Is the zero expectation of the residuals in Gauss-Markov theorem really an hypothesis

least squaresparameter estimationregressionstatistical-inferencestatistics

Wikipedia says

The Gauss–Markov theorem states that the ordinary least squares (OLS) estimator has the lowest sampling variance within the class of linear unbiased estimators, if the errors in the linear regression model are uncorrelated, have equal variances and expectation value of zero.

Alright. But the fact is that, when I compute the expectation of the residuals taking into account the OLS estimator, I naturally obtain $0$.

So my question is: do we need to explictly consider the zero-expectation of the residuals as an hypothesis ? Isn't it already induced by the computation of the estimator through OLS ?

Best Answer

Two things:

  1. You are confusing residuals and errors; they are not the same. The former are the terms $\hat{e}_i = y - X \hat{\beta}$ and, in particular, they are estimated. The errors correspond to the random component in your model to which you have to ascribe some assumptions. Notice that these assumptions do not need to be met by your residuals: for instance, one may assume the errors are independent, but OLS residuals will sum to zero, showing they are not independent.

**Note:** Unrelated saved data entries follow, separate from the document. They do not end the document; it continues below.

PR #14788, opened 2022-12-15
WIP: Support public buckets for serviceAccountIssuers on S3

justinsb:
- OIDC / serviceAccountIssuerDiscovery: support Google Cloud Storage
- Add irsa-gce test
- Support mocking of GCS via custom vfs.Context
- Support public buckets for serviceAccountIssuers on S3


justinsb:
@johngmyers see the last commit; this is trying to do what you suggested on AWS where we don't need to set an S3 object ACL if the bucket is readable.

One thing I wasn't sure on was whether we should be using bucket ACLs or bucket policies.  The docs seem to point to bucket policies, but ACLs were much easier to use when I tried it...  It looks like GetBucketPolicyStatus does cover both ACLs and Policies though.

pkg/model/issuerdiscovery.go
```diff
@@ -97,7 +98,15 @@ func (b *IssuerDiscoveryModelBuilder) Build(c *fi.ModelBuilderContext) error {
 			publicFileACL = nil
 		}
 	case *vfs.S3Path:
-		// ok
+		isPublic, err := discoveryStore.IsBucketPublic(ctx)
+		if err != nil {
+			return fmt.Errorf("checking if bucket was public: %w", err)
+		}
+		if !isPublic {
+			klog.Infof("serviceAccountIssuers bucket %q is not public, will use object ACL", discoveryStore.Bucket())
```
johngmyers, line 106: Can simplify by putting `publicFileACL = fi.PtrTo(true)` here, then define it above with `var publicFileACL *bool`

johngmyers:
The Terraform code assumes that `serviceAccountIssuerDiscovery.discoveryStore` is on the same provider as `configBase`. The irsa_gce puts the latter on google and the former on aws. Thus verify-terraform flags up the fact that the google files provider isn't defined.

Do we want to support the case where the two are on different clouds and using terraform or should we switch `configBase` to GSFS?

johngmyers:
Addressed by #14799 
/close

  2. Setting the mean of the errors to zero is done to ensure the model is identifiable. Notice that if I consider the model $y = \beta_0 + \beta_1 x + \epsilon$ with $E(\epsilon) = \mu$, then this model cannot be distinguished from $y = \beta_0^\prime + \beta_1x + \epsilon^\prime$ where $\beta_0^\prime = \beta_0 + \mu$ and $E(\epsilon^\prime) = 0$. Without this, parameter estimation makes little sense (and hence you would have no Gauss-Markov theorem).